[INFORMATION — start]

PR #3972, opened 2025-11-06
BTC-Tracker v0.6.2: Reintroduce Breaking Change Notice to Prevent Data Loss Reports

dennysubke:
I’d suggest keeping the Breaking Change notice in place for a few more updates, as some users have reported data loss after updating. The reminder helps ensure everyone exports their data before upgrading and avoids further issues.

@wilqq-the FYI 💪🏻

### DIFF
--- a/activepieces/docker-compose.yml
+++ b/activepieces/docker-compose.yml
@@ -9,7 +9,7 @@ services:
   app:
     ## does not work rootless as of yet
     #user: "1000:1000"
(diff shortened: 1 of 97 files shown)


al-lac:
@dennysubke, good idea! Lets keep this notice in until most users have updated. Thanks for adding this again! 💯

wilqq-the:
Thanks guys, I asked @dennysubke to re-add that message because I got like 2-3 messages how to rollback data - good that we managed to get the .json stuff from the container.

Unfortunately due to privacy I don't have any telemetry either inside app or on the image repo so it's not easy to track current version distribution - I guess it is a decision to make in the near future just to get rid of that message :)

[INFORMATION — finish]
[INFORMATION — start]

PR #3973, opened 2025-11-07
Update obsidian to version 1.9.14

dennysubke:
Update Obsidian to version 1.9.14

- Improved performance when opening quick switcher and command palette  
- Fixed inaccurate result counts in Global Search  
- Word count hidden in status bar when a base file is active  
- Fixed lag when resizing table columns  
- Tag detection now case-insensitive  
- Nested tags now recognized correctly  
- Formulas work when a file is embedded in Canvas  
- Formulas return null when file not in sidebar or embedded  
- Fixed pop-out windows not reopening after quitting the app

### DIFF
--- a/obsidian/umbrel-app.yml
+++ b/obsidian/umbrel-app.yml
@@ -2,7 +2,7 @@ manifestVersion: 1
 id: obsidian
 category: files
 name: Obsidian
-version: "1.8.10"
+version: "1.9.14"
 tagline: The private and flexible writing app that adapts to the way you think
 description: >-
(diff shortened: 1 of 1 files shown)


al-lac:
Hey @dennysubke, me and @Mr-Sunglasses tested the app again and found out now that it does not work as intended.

[INFORMATION — finish]

■ **TASK PROMPT**
Taking the records above, retype every line from the one with "tagline: The private" down to the one with "Hey @dennysubke, me", exactly and with nothing else.

■ **TASK ANSWER**
 tagline: The private and flexible writing app that adapts to the way you think
 description: >-
(diff shortened: 1 of 1 files shown)


al-lac:
Hey @dennysubke, me and @Mr-Sunglasses tested the app again and found out now that it does not work as intended.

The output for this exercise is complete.